The inclusion of abiotic factors in biodiversity surrogates appears to be a promising approach towards more objective conservation planning in data poor regions13,14. Here we show for the first time that including soil carbon significantly improves the performance of a biodiversity surrogate to predict the presence of threatened vascular plant species in Patagonia, adding useful knowledge that will enable further development and refinement of biodiversity surrogates used in conservation planning13.

We conclude that over the diverse range of ecosystems found in Southern Patagonia any effort to protect ecosystems with relatively high soil carbon stocks will also benefit threatened plant species. Prioritizing sites with relatively high soil C stocks in the conservation planning process would also help to ensure that the myriad, and poorly documented ecosystem services that flow from soil and soil carbon24 are also protected6.

While the results show a clear correlation between soil carbon and threatened biodiversity, this relationship may be coincidental rather than causal. Low lying parts of the landscape tend to accumulate organic carbon in soil and sediment due to erosional processes, slowed decomposition (anoxia) and reduced burning25,26,27. The relative abundance of water and rich fertile soil with abundant soil carbon make these same areas attractive for agriculture15, resulting in extensive land use change. As such, biodiversity that is specialized to these areas may become threatened due to a loss of suitable habitat, over- harvesting of wildlife, eutrophication of water bodies due to high fertilizer use and impacts of invasive species, common in highly modified landscapes, among others. Additionally, because of conflicting land uses these areas tend to be poorly represented in reserve networks2. Thus, species that exist in low lying areas rich in soil carbon may face a larger number of more intense extinction threats than species that occur in dry upland habitats where soil carbon stocks are generally lower.

Consistent with previous studies that have used abiotic variables to elaborate biodiversity surrogates12, the SAI values for the surrogate based on environmental variables was >0.20 at q ≥ 20% for the PEBANPA network. This implies that the surrogate is 20% more effective in identifying priority sites for conservation than randomly selected sites when the surrogate model is elaborated using data from 20% of the sites, indicating that the addition of soil carbon to the environmental variables increases the surrogate’s power. It is also striking is that a surrogate based only on soil carbon had an SAI value > 0.25 for q ≥ 5%, indicating that soil carbon alone is a powerful predictor for identifying sites of the highest conservation value.
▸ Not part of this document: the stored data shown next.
PR #650, opened 2015-07-02
open info window only if results close info window if no result

### LINKED ISSUE #648: Click on map should only open Info window if result returned

rmichaelis:
fixes #648


petzlux:
LGTM

PR #652, opened 2015-07-02
Less travis faild by trying two times the download tasks

sbrunner:


rmichaelis:
good idea :-)

elemoine:
The build failed :(

sbrunner:
Because of that:  #653 then I will rebase :-)

sbrunner:
Tests will pass ... :-)

jaykayone:
they did, please merge

petzlux:
can we merge this so that hopefully travis will function better ?

elemoine:
I think we can merge this, but I am afraid this would hide a problem with pypi.camptocamp.net.

I just tried to update my instance and it failed because of errors when downloading packages from pypi.camptocamp.net.

@sbrunner, have you also experienced problems again with our pypi service?

jaykayone:
let's merge this anyway

PR #653, opened 2015-07-02
Upgrading angular to 1.4

pgiraud:


pgiraud:
This pull request finally passes tests. Please review.

sbrunner:
I relay don't know about the measure directive, otherwise that's looks good :-)

pgiraud:
The modification in measuredirective only means that be null. Without that closure compiler complains.

elemoine:
Looks good to me too.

However, it should be noted that while the SAI curve implies that soil carbon initially outcompetes all other variables as a standalone surrogate, it performs less well when more sites are added to the network. This is what we would expect, as it implies that although threatened species may be concentrated on sites with high soil carbon, these sites are relatively homogeneous and a few sites will be able to represent the biodiversity adapted to these areas. To add additional biodiversity to a network design will thus require inclusion of other types of area. Furthermore, relying only on soil carbon could lead to the selection of sites that are adjacent to one another; for example, if all remaining high-soil carbon sites are close together. However, as carbon-rich soils are often associated with water courses, the inclusion of these areas could improve ecological connectivity at a landscape level, increasingly important as the climate changes. Thus spatial optimization methods should always be used, even when surrogates appear to have a high degree of efficacy.
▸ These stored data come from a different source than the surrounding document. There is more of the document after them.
PR #654, opened 2015-07-02
Pgiraud crosshair map distortion

pgiraud:
#653 needs to be merged first.

I had a lot of troubles fixing this one with the help of @elemoine.
To summarize, we need to wait for ngAnimate to be "ready" before we can put observers on animations.
But we also had troubles with weird behavior in Angular which we haven't fully understood.

### DIFF
--- a/geoportailv3/static/js/locationinfo/locationinfodirective.js
+++ b/geoportailv3/static/js/locationinfo/locationinfodirective.js
@@ -42,6 +42,7 @@ app.module.directive('appLocationinfo', app.locationinfoDirective);
  * @constructor
  * @param {angular.Scope} $scope
  * @param {angular.$timeout} $timeout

Thanks to recent advances in our ability to map soil carbon using freely available geographic datasets28,29 obtaining soil carbon estimates is relatively straightforward. While it is obvious that factors other than soil carbon also contribute to species extinction risk, the results presented here demonstrate that soil carbon could be a useful additional variable for the elaboration of biodiversity surrogates that aim to identify networks of sites critical for the conservation of threatened species.